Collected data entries
PR #1373, opened 2026-08-06
feat(watchlists): UAT batch 5 — labels, proactive failure reasons, stable header, copy sweep (tasks 2310-2314)

rmusser01:
## What (UAT batch 5 of 5 — tasks 2310, 2311, 2312, 2313, 2314)

The final batch from the 2026-08-04 sr-UX/HCI UAT of the Watchlists screen. With this, **all 41 findings** filed in #1335 are closed.

**task-2312 — the tab strip stops moving.** The section tab strip changed *position* between sections (outside the content boxes on Overview/Sources, inside the bordered Feeds region on Items/Runs), so the navigation control visibly jumped as you used it. One factory now builds the centre header and mounts it through the workbench's `header=` slot on every section, replacing a conditional that was `None` off Items plus inline duplicates. That conditional was also hiding a real bug: navigating off Items dropped the header from `#wl-centre` entirely.

**task-2310 — every Select says what it filters.** Sources read `All ▼ / All statuses ▼ / All ▼`; Artifacts read `Auto + featured ▼ / App default ▼ / Off ▼` ("off" for *what*?). All are labelled now, including the two tooltip-only Selects in the briefing modals; the Rule form's Threshold explains its unit and range; and the Artifacts toolbar no longer shows "Stop Serving" before a briefing exists.

**task-2311 — failures say why, immediately.** Generate with no provider produced a bare `failed` row; the reason ("OpenAI API Key is required but not found") appeared only after clicking it, and the provider had silently defaulted. The reason now surfaces at failure time, naming the provider actually attempted, bounded in size and shape before it reaches a toast (full text still available in the row detail).

**task-2313 — one voice.** Three stacked empty-states on first run, "unavailable"/"ready" vocabulary that read as faults or riddles, duplicated backend display, "Import OPML" twice, scrape-vs-check drift, an unexplained "Queued" column, bare empty tables on Runs/Rules/Notifications, and an Inspector whose Console block outranked the selected object's own actions — all swept.

**task-2314 — wizard Escape.** Fixed a reflexive double-Escape landing on the confirmation dialog's own binding. **The AC was rewritten to match reality:** the UAT's original observation was that an *early* Escape is swallowed; live investigation found no such drop, so that hypothesis is recorded as investigated-and-not-reproduced rather than implied verified.

## What review caught

- **An honesty regression introduced by the copy sweep itself:** `latest_run_status` returning `None` for a not-wired service rendered identically to "no runs yet" — the same reassuring sentence for a broken service and a healthy unrun watchlist. Proven unguarded by mutation (reverting to a sentinel left the suites green). Now `not_configured` and `lookup_failed` are distinct states with distinct prose, and the screen's inconsistent literal `"unavailable"` fallback was folded into the same vocabulary.
- The unified header was verified rather than trusted: the reviewer traced the mechanism through region gating, the surface-refresh drain and the mount window, then mutated the wiring back to the old conditional and confirmed tests catch the regression.

## Verification

23 mutations across the branch, Edit-tool reverts only, md5-verified byte-exact restores. `Tests/Watchlists/` **454 passed, 0 failures**; destination shell 80 passed; artifacts pane 131 passed; wizard suite 96 passed; `--collect-only` 9215 collected, 0 errors. **Live-verified** on a fresh profile across all seven sections: the tab strip holds position, every Select carries a label, Runs/Rules/Notifications have guidance, the Rules threshold help updates live, and the not-wired state reads honestly.

Remaining failures are pre-existing and filed, not from this branch: `[_delete_item]` (task-2330), 4 schedules parity cases (task-2560), and the subscriptions-alias navigation case (verified failing identically on clean dev).

---
## Summary by cubic
Polished the Watchlists experience from UAT batch 5: unified header and tabs, labels on toolbar selects, proactive failure reasons, clearer copy and empty states, and a safer Escape flow in the first-run wizard.

- **New Features**
  - One stable centre header and tab strip across all sections; snapshot/status line unified. (task-2312)
  - Added visible labels to toolbar Selects in Items/Artifacts/Rules and related modals; Sources use compact tooltips where width is tight; Rules Threshold help explains unit and updates with Condition. (task-2310)
  - Artifacts shows the provider Generate will use before running, backed by public, documented `default_briefing_provider`. (task-2311)
  - Clearer copy: Items gets a Queued legend, Sources uses “Last checked”, backend shown once, Inspector’s type line reads as a short sentence, and the disabled follow button reads “Follow in Console”. (task-2313)

- **Bug Fixes**
  - Honest latest run status: distinct “not connected”, “couldn’t check”, and “no runs yet”; Overview cards render None as “-”, not “None”. (task-2313)
  - Briefing failures surface a bounded, immediate toast that names the provider and points to Settings. (task-2311)
  - First-run wizard absorbs a reflexive double-Escape in the finish-later dialog; a single early Escape still opens confirmation. (task-2314)

<sup>Written for commit b392789bd8f181e273bfc738d9f366f7e39a08b9. Summary will update on new commits.</sup>

<a href="https://cubic.dev/pr/rmusser01/tldw_chatbook/pull/1373?utm_source=github" target="_blank" rel="noopener noreferrer" data-no-image-dialog="true"><picture><source media="(prefers-color-scheme: dark)" srcset="https://www.cubic.dev/buttons/review-in-cubic-dark.svg"><source media="(prefers-color-scheme: light)" srcset="https://www.cubic.dev/buttons/review-in-cubic-light.svg">Review in cubic</picture></a>


rmusser01:
**Qodo finding 1 (missing `Returns:` on `default_briefing_provider()`) — accepted, fixed in `b392789bd`.** The function became public in this batch precisely so the UI can show which provider a generation will use before the user presses Generate, so its contract is now caller-facing; the `Returns:` section states the resolution result and that it is never empty (callers display it without a None-check). `Tests/Subscriptions/test_briefing_service.py` 34 passed.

About this exercise
Wherever the string "shows" occurs in the entries, copy that whole line.

Answer space
**task-2310 — every Select says what it filters.** Sources read `All ▼ / All statuses ▼ / All ▼`; Artifacts read `Auto + featured ▼ / App default ▼ / Off ▼` ("off" for *what*?). All are labelled now, including the two tooltip-only Selects in the briefing modals; the Rule form's Threshold explains its unit and range; and the Artifacts toolbar no longer shows "Stop Serving" before a briefing exists.
  - Artifacts shows the provider Generate will use before running, backed by public, documented `default_briefing_provider`. (task-2311)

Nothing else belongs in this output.